A remarkable member of congress stepped up this week and asked her colleagues to put their money where their mouth is. In what is sure to be an unpopular move with her fellow lawmakers, Congresswoman, Ann Kirkpatrick, D-AZ, introduced a new bill to cut the pay for members of congress by 5%. Although the annual savings to taxpayers would be less than five million dollars per year (congressional salaries are $174k + per yr), Rep. Kirkpatrick noted that with congressional approval ratings under 20 per cent, she thinks its time the American people started docking their pay, “The last time Congress took a cut in pay was 77 years ago. I don’t know anyone who has not had a pay cut in 77 years”, she said. “I’m putting my money where my mouth is” she added, “I’m leading by example and I hope my colleagues join me”. And she’s not kidding – she has already begun voluntarily applying 5% of her monthly pay checks to pay for the national debt! She joked in a FOX News interview that this hasn’t made her the most popular member of the House of Representatives, but it is gaining bi-partisan support. In fact, as of yesterday, 21 fellow legislators – both Democrat and Republican – had signed on as co-sponsors. Only 21 out 500, but it’s a start. More important, Arizona has a new Congresswoman who ‘gets it’. A savings of five million dollars will hardly pay down the national debt, but taking a 5% cut in pay – especially when 100% of congressional office overhead, travel, food, mailing, phone service, entertainment and more are already paid for by the taxpayers – would certainly signal a symbolic solidarity with the people they purport to serve.

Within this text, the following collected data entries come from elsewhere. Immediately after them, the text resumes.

PR #23, opened 2024-04-29
OUT 299 UI & Integration - DnD for List view tasks

aatbip:
### Tasks

- [DnD for List View Tasks](https://linear.app/copilotplatforms/issue/OUT-299/ui-and-integration-dnd-for-list-view-tasks)

### Changes

- [x] Adds state in redux slice for managing toggle between list and board views
- [x] Adds view based rendering in the `TaskBoard` component
- [x] Adds DnD wrappers for the List view
- [x] Refactors the `Selector` component to use `Popper` 

### Testing Criteria

- [Loom](https://www.loom.com/share/0fdc4d64297c4bdea855ff1569047a42?sid=fcfe8227-355a-489a-8c03-cb1f4f65e915)

### Notes

- This PR is dependent on #22.


src/app/client/page.tsx
```diff
@@ -1,14 +1,13 @@
...
 import { Header } from '@/components/layouts/Header'
 
 export default function ClientPage() {
   return (
     <>
       <Header showCreateTaskButton={false} />
-      <TaskRow showConfigurableIcons={false} columnName="To do" taskCount={4}>
-        <ClientTaskCard />
-      </TaskRow>
+      {/* <TaskRow showConfigurableIcons={false} /> */}
```
rrojan, line 9: Remove commented code if not needed

src/app/page.tsx
```diff
@@ -63,9 +63,9 @@ export default async function Main({ searchParams }: { searchParams: { token: st
               'use server'
               await handleCreate(token, title, description, workflowStateId, assigneeId, assigneeType)
             }}
-            updateWorkflowStateIdOfTask={async (taskId, targetWorkflowStateId) => {
+            updateTask={async (taskId: string, payload: UpdateTaskRequest) => {
               'use server'
-              await updateWorkflowStateIdOfTask(token, taskId, targetWorkflowStateId)
+              await updateTask({ token, taskId, payload })
```
rrojan, line 68: let's organize actions related to specific pages in separate files instead of using them inline like this.

This provides a better separation of concerns between UI logic and actions

src/app/ui/TaskBoard.tsx
```diff
@@ -39,7 +40,7 @@ export const TaskBoard = ({
     store.dispatch(
       updateWorkflowStateIdByTaskId({ taskId: payload.taskId, targetWorkflowStateId: payload.targetWorkflowStateId }),
     )
-    updateWorkflowStateIdOfTask(payload.taskId, payload.targetWorkflowStateId)
+    updateTask(payload.taskId, { workflowStateId: payload.targetWorkflowStateId })
   }, [])
```
rrojan, line 44: Please fix lint warning regarding useEffect dependency

src/components/cards/ListViewTaskCard.tsx
```diff
@@ -21,21 +40,59 @@ export const ListViewTaskCard = ({ task }: { task: TaskResponse }) => {
...
+                    updateTask({
+                      payload: {
+                        assigneeType:
+                          assigneeType === 'ius'
+                            ? 'internalUser'
+                            : assigneeType === 'clients'
+                              ? 'client'
+                              : assigneeType === 'companies'
+                                ? 'company'
+                                : 'internalUser',
```
rrojan, line 73: Use an object to lookup the value for this instead of nesting multiple ternary operators

```ts
const assigneeTypes = {
  ius: 'internalUser',
  clients: 'client',
  companies: 'company'
}
```
```ts
payload: { assigneeType: assigneeTypes[assigneeType] || 'internalUser' }
```

rrojan, line 73: What happens if I unassigned a task? Will the payload have `assigneeId` as null but `assigneeType` as "internalUser"?

src/components/cards/ListViewTaskCard.tsx
```diff
@@ -2,15 +2,34 @@
 
 import { Avatar, Box, Stack, Typography } from '@mui/material'
 import { AppMargin, SizeofAppMargin } from '@/hoc/AppMargin'
-import { TaskResponse } from '@/types/dto/tasks.dto'
+import { TaskResponse, UpdateTaskRequest } from '@/types/dto/tasks.dto'
 import { useSelector } from 'react-redux'
 import { selectTaskBoard } from '@/redux/features/taskBoardSlice'
+import { SelectorType } from '../inputs/Selector'
+import { useHandleSelectorComponent } from '@/hooks/useHandleSelectorComponent'
```
rrojan, line 9: Please prefer absolute / aliased imports instead of relative

src/app/ui/TaskBoard.tsx
```diff
@@ -59,28 +60,63 @@ export const TaskBoard = ({
...
+              </DragDropHandler>
+            )
+          }
+          if (view === View.LIST_VIEW) {
+            return (
+              <DragDropHandler key={list.id} accept={'taskCard'} index={index} id={list.id} onDropItem={onDropItem}>
+                <TaskRow
+                  key={list.id}
+                  columnName={list.name}
+                  taskCount={calculateTaskCountBasedOnWorkflowStateId(list.id)}
```
rrojan, line 97: Isn't this function name a bit too long :stuck_out_tongue: 

Maybe something like `taskCountForWorkflowStateId` would be shorter

src/app/ui/TaskBoard.tsx
```diff
@@ -59,28 +60,63 @@ export const TaskBoard = ({
...
+                  })}
+                </TaskColumn>
+              </DragDropHandler>
+            )
+          }
+          if (view === View.LIST_VIEW) {
+            return (
+              <DragDropHandler key={list.id} accept={'taskCard'} index={index} id={list.id} onDropItem={onDropItem}>
+                <TaskRow
+                  key={list.id}
```
rrojan, line 95: This part is a bit hard to understand - also I think this is a reusable component across client and IU?

Please move this to separate components

src/types/interfaces.ts
```diff
@@ -3,6 +3,11 @@ export enum UserType {
   CLIENT_USER = 'cu',
 }
 
+export enum View {
+  LIST_VIEW,
+  BOARD_VIEW,
+}
+
```
rrojan, line 10: Does this task depend on the ViewSettings API? If so you can use the View enum from `@prisma/client` defined here. This way we don't implement this separately from the API and its generally more typesafe.

image

rrojan (changes requested):

src/app/client/page.tsx
aatbip: Client page is under construction. These commented code will get removed while working on the client page.

src/app/page.tsx
aatbip: Action is not being used inline here. `updateTask` action is already in a separate file. If this was what you meant to say by inline here. Otherwise, please correct me. 

For instance, `updateTask` action should be used from both `/page.tsx` to update the assignee and `/detail/page.tsx`, to update other parameters. For this reason, organizing actions related to specific pages in separate files may again repeat the same actions. 

I found that requests for same endpoint are being repeated if you observe in the `actions.ts` files, which is not necessary. So I was thinking about a new approach in organizing the actions. I think it  is better to organize the actions according to the API requests. For instance, for all the tasks related CRUD operations, keeping actions for POST, PATCH, and DELETE in a single `task-action.ts` file inside the `/action` folder.

src/app/ui/TaskBoard.tsx
aatbip: Added in bc28efa0b4fcd297a63bb056c9756da3bf55b9c7 commit

src/components/cards/ListViewTaskCard.tsx
aatbip: Updated in ff6350b62e855d120d47f943639badd245c0f85e commit.
However, there can be other multiple places where there is relative imports being used for imports from upto level 2 i.e. `..`. This should be tackled by configuring eslint and prettier in a separate PR.

src/app/ui/TaskBoard.tsx
aatbip: Updated in c2e4e869a82b95c44e00ca9f7d8441ad4edc270d commit

src/app/ui/TaskBoard.tsx
aatbip: This is not a reusable part. We can't make use of this in the client route. For ex: client route doesn't have DnD. Also, the components like `ListViewTaskCard` and `TaskRow` needs to be passed with different props to be used in the client route. 

I think abstracting this part into another component doesn't make this any better. It will increase prop drilling for no specific reason. For instance, `key`, `accept`, `index`, `id`, `onDropItem`, `onClick`, `task`, `columnName`, `taskCount`, `showConfigurableIcons`, `updateTask`, and `handleClick` should be drilled from the parent component. Here, I am just implementing the list view and board view which is part of the `TaskBoard`.

src/types/interfaces.ts
aatbip: Yeah, I am thinking about using the same type as of the API. However, since the API is not merged yet, I am unaware about the types being used. I will implement this during the API integration.

src/components/cards/ListViewTaskCard.tsx
aatbip: Updated in 8496e3d28ee8b5ef01c48848a2096fff85d747a7 commit

src/app/page.tsx
rrojan: If updateTask is already a server action, is there a reason why we are repeating 'use server' again? I'm assuming you have 'use server' at the top of your actions file already.

aatbip: It seems like 'use server' directive is necessary here otherwise I am getting error as
```
Error: Functions cannot be passed directly to Client Components unless you explicitly expose it by marking it with "use server". Or maybe you meant to call this function rather than return it.
  <... handleCreate={function handleCreate} updateTask=...>
```

rrojan (approved):
LGTM :trophy:

src/app/page.tsx
rrojan: You could try directly passing it into the funciton without the async function wrapper using three separate arguments instead of a single object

In a era of obscene conspicuous consumption where professional politicians obsessed with their re-election and keeping their nose in the public trough, live like royalty on the tax dollars of hard working Americans it would be reassuring to see them sacrifice something. Even as they propose taxing “Cadillac health care plans”, but maintain their own fat cat, super-posh plan and threaten our retirement by borrowing our Social Security while protecting their own platinum-plated pensions and benefits, driving around in limos talking on cel phones, and eating out in expensive restaurants – all at the expense of working Americans – a few of the more transparent have already suggested they have contributed ‘enough’ because they didn’t get a pay raise this year. These pampered professional political parasites who intend to spend the rest of their lives on the public gravy train need to be weeded out this fall and replaced with representatives who are there to serve the people – not themselves. How do we tell who is for us and who is for themself? I think the new Rep from Arizona just suggested a great litmus test.

Like Representative Kirkpatrick says. “Is it too much to ask congress to take a 5% pay-cut? I don’t think so”. I don’t think so either. OK, Congress, the balls in your court – how are you going to play it?